# Need For Speed Underground 2 Wont Load



## andrew11099 (Dec 10, 2004)

i just got a retail version of nfsu2 for my pc no crack needed it installs fine from both disks (ive tried full and mini install) and when i try to run it brings the startup screen and says "cannot find CD-Rom" it says the same even if i dont put th cd in could this be a drive problem (all checks ive done say no) and i know that my computer is able to play it.
any help would be appreciated. ray: 
thanks andrew11099

----------------------------------------------------------

AMD Athlon 2600+
win xp pro
1 gb ram 
80 gb space
dx 9c
nividia geforce 5200


----------



## JokerFMJ (Dec 26, 2004)

Have you had a cracked version of NFSU2 in it prior to installing this one?
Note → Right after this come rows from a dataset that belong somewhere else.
PR #102, opened 2016-03-16
(NOT TO BE MERGED) Introduce cancel request for client side.

boaks:
PLEASE DO NOT MERGE!

This should give a first idea, how "cancel request" could be introduced into the "core" (here client side). This "idea" would make it possible, to move parts of "cancel on deregistration" into the core (if that is wanted).  


boaks:
closed with #100

PR #103, opened 2016-03-16
Use concurrent collections instead of  synchronized methods.

boaks:
Use concurrent collections instead of  synchronized methods.
Add test for cancel multiple requests.

### DIFF
--- a/leshan-server-cf/src/main/java/org/eclipse/leshan/server/californium/impl/CaliforniumLwM2mRequestSender.java
+++ b/leshan-server-cf/src/main/java/org/eclipse/leshan/server/californium/impl/CaliforniumLwM2mRequestSender.java
@@ -16,12 +16,16 @@
 package org.eclipse.leshan.server.californium.impl;
 
 import java.net.InetSocketAddress;
+import java.util.ArrayList;
+import java.util.HashMap;
+import java.util.Map;
 import java.util.Set;
 import java.util.concurrent.CountDownLatch;
 import java.util.concurrent.TimeUnit;
 import java.util.concurrent.atomic.AtomicBoolean;
 import java.util.concurrent.atomic.AtomicReference;
 
+import org.eclipse.californium.core.coap.MessageObserver;
 import org.eclipse.californium.core.coap.MessageObserverAdapter;
 import org.eclipse.californium.core.coap.Request;
 import org.eclipse.californium.core.coap.Response;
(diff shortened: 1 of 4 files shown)


boaks:
The downside may be, that a "request" for a Client, which is currently "deregistering", will make trouble :-).

To fix that, I would like to introduce a "pendingDeregistration" in the "org.eclipse.leshan.server.client.Client". 
This seems for me to be better than a "global synchronized". 
Any comments/opinions on that?

leshan-server-cf/src/main/java/org/eclipse/leshan/server/californium/impl/CaliforniumLwM2mRequestSender.java
```diff
@@ -137,22 +138,23 @@ public T buildResponse(final Response coapResponse) {
...
 
-    private synchronized void addPendingRequest(String registrationId, Request coapRequest) {
+    private void addPendingRequest(String registrationId, Request coapRequest) {
         // Get or create all pending requests for this registrationId
-        ArrayList<Request> requests = pendingRequests.get(registrationId);
+        List<Request> requests = pendingRequests.get(registrationId);
         if (requests == null) {
-            requests = new ArrayList<>();
-            pendingRequests.put(registrationId, requests);
+            requests = Collections.synchronizedList(new ArrayList<Request>());
```
sbernard31: This is not thread safe.  2 threads could check that requests == null and so add the new collections twice. (Only one request will be added.

boaks: Uups sorry, I thought

            requests = Collections.synchronizedList(new ArrayList<Request>());
            List<Request> availableRequests = pendingRequests.putIfAbsent(registrationId, requests);
            if (null != availableRequests)
                requests = availableRequests;

the `putIfAbsent` would fix that.

boaks:
From PR #100 

    Each get on ClientRegistry will return a new instance

This invalidates the proposal extending Client.

But the "race condition" is also valid for PR #100.
Any previous retrieved `Client` will cause problems when used in `send` after the deregister.
Even the synchronized `cancelPendingRequests`/`addPendingRequest` will not solve this, because you can't ensure, that someone who retrieves a `Client` finishs using it before `cancelPendingRequests` is called. And a `send` after `cancelPendingRequests` will always be handled wrong.
So we need a solution ...

sbernard31:
I think we can close this one, right ?

boaks:
sure.

PR #105, opened 2016-03-17
Move pending request key to CleanerMessageObserver.

boaks:
Remove dependency from "hashCode" of third party class.
 

sbernard31:
Integrated in #100 PR.

PR #106, opened 2016-03-17
Check BS authentication before computing BS config

phtrivier:
Currently, BS configuration to send to a device is
computed before checking that the BS credentials
sent by the device are valid.

When rotating BS credentials, a server might generate
new credentials as a result of checking credentials.

Changing the order or the calls makes it possible
to send newly generated BS credentials as soon as
they are generated.

Signed-off-by: Pierre-Henri Trivier <phtrivier@sierrawireless.com>


sbernard31:
Integrated in master (commit bcb9a5483dc4b6ba5fd69a070691151226c4bfca)

PR #107, opened 2016-03-18
Fix bootstrap write server id.

boaks:
Fix writing the `short server id` in the LWM2M Server.

Currently no junit test could be provided, because the used demo bootstrap server will first erase all instances and so create is instead of replace.


sbernard31:
Integrated in master (commit 03ab830010fcec874725cd8f14125c17d1878c2b)
(I just invert identity and request parameters for homogeneous reason)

If so have you completely removed/uninstalled the cracked version and any cracks/changes to the registry?


----------



## andrew11099 (Dec 10, 2004)

no ive formatted my computer after i couldnt get it to work the first time and nothing is on there now and it still wont work i use reg cleaner and it dont show any past cracks or anything from before the reformat :4-dontkno


----------



## andrew11099 (Dec 10, 2004)

*Problem Solved*

Ive solved the problem it was the display drivers fault windows installed there display driver and i installed mine but theres stayed the default.

*To fix*
just uninstall all *display* drivers including plug and play monitor and push refresh on device manager and it will say its found new hardware make sure u install from removable device not xp cd. graphic driver cd will work and select highest number v5.2, yr 2003 release date works for me ive got a nividia geforce 5200.
:wave: thanks for your intrest anyway JokerFMJ


----------